PR #196, opened 2023-11-06
Get Buildings Route

phamkelly17:
## Notion task link

[Get Buildings Route](https://www.notion.so/uwblueprintexecs/Get-Buildings-Route-e5b2d8b0d0004b2e8754d133fa4ed3a5?pvs=4)

## Implementation description
* added GET endpoint to get all buildings from DB
* replaced hardcoded `BUILDINGS` variable with the buildings fetched from the database

## Steps to test
1. Check if you're able to see the building options on log filter, add log, edit log, add resident, edit resident
2. Check if the functionality works for the places mentioned above

## Checklist


frontend/src/APIClients/BuildingAPIClient.ts
```diff
@@ -0,0 +1,28 @@
+import axios, { AxiosError } from "axios";
+import AUTHENTICATED_USER_KEY from "../constants/AuthConstants";
+import { getLocalStorageObjProperty } from "../utils/LocalStorageUtils";
+import baseAPIClient from "./BaseAPIClient";
+import { GetBuildingsResponse } from "../types/BuildingTypes";
+
+const getBuildings = async (): Promise<GetBuildingsResponse> => {
+  console.log("here");
```
owen-sellner: Unnecessary console log 😱

frontend/src/APIClients/BuildingAPIClient.ts
```diff
@@ -0,0 +1,28 @@
...
+  try {
+    const bearerToken = `Bearer ${getLocalStorageObjProperty(
+      AUTHENTICATED_USER_KEY,
+      "accessToken",
+    )}`;
+    const { data } = await baseAPIClient.get<GetBuildingsResponse>(
+      `/buildings/`,
```
owen-sellner: The second slash is not required, "/buildings" also works

frontend/src/components/forms/CreateLog.tsx
```diff
@@ -207,6 +205,15 @@ const CreateLog = ({ getRecords, countRecords, setUserPageNum }: Props) => {
 
   // fetch resident + employee data for log creation
   const getLogEntryOptions = async () => {
+    const buildingsData = await BuildingAPIClient.getBuildings();
+
+    if (buildingsData && buildingsData.buildings.length !== 0) {
+      const buildingLabels: BuildingLabel[] = buildingsData.buildings.map(
+        (building) => ({ label: building.name!, value: building.id! }),
```
owen-sellner, line 215: Does the `address` property for the building ever get used?

owen-sellner (changes requested):
Very cool 😎 I found a couple nits but the main functionality works great! 

Also, I noticed the notion ticket for this talks about being able to get a specific building using the id, is that no longer part of this ticket?

frontend/src/components/forms/CreateResident.tsx
```diff
@@ -106,9 +102,22 @@ const CreateResident = ({
     }
   };
 
+  const getBuildingsOptions = async () => {
+    const buildingsData = await BuildingAPIClient.getBuildings();
+
+    if (buildingsData && buildingsData.buildings.length !== 0) {
+      const buildingLabels: BuildingLabel[] = buildingsData.buildings.map(
+        (building) => ({ label: building.name!, value: building.id! }),
```
owen-sellner, line 110: I removed the exclamation marks after the properties and it still works. What do the exclamation marks do?

phamkelly17: it asserts that the name or id are not null (ngl i copied it from where else in the code where they did the same thing)

frontend/src/components/forms/CreateLog.tsx
phamkelly17: no, but i figured it was better to not have the backend return a list of `BuildingLabel` objects. My reasoning was that if we ever wanted to access the address for whatever reason, we wouldn't have to make a new endpoint in the backend. I also figured that we would want to use the address eventually because why else would it be there

connor-bechthold (changes requested):
Everything works as expected besides the edit - if you make a new resident/log record and then try and edit it, the building doesn't appear until you close the modal and open it a second time. I think I ran into this issue last term and it had to do with how I was initially setting the state when the component rendered. Should be good to after this is fixed though 👨‍🍳 
Screenshot 2023-11-12 at 12 08 59 AM

frontend/src/components/forms/EditLog.tsx
```diff
@@ -202,6 +209,7 @@ const EditLog = ({
 
   const initializeValues = () => {
     // set state variables
+    getBuildingsOptions();
```
connor-bechthold: so instead of calling this here, you should call this in `LogRecordsTable.tsx`. the issue is that the state doesn't update in time, so when the building ID from the log record is being matched with these options, they don't exist yet (when you close and re-open the options have loaded ands appear)

there's a function there called `getLogEntryOptions` that you can pop this in and then pass it as a prop to this component which should resolve things

connor-bechthold (changes requested):
so with the log record edit, the previous bug I mentioned is still there. i left a comment on how to resolve it and then this should be good to merge

connor-bechthold (approved):
muy bien

owen-sellner (approved):
très bien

EXERCISE:
Tell how many lines above include "getLogEntryOptions", and add no other text.

RESPONSE TO THE TASK:
2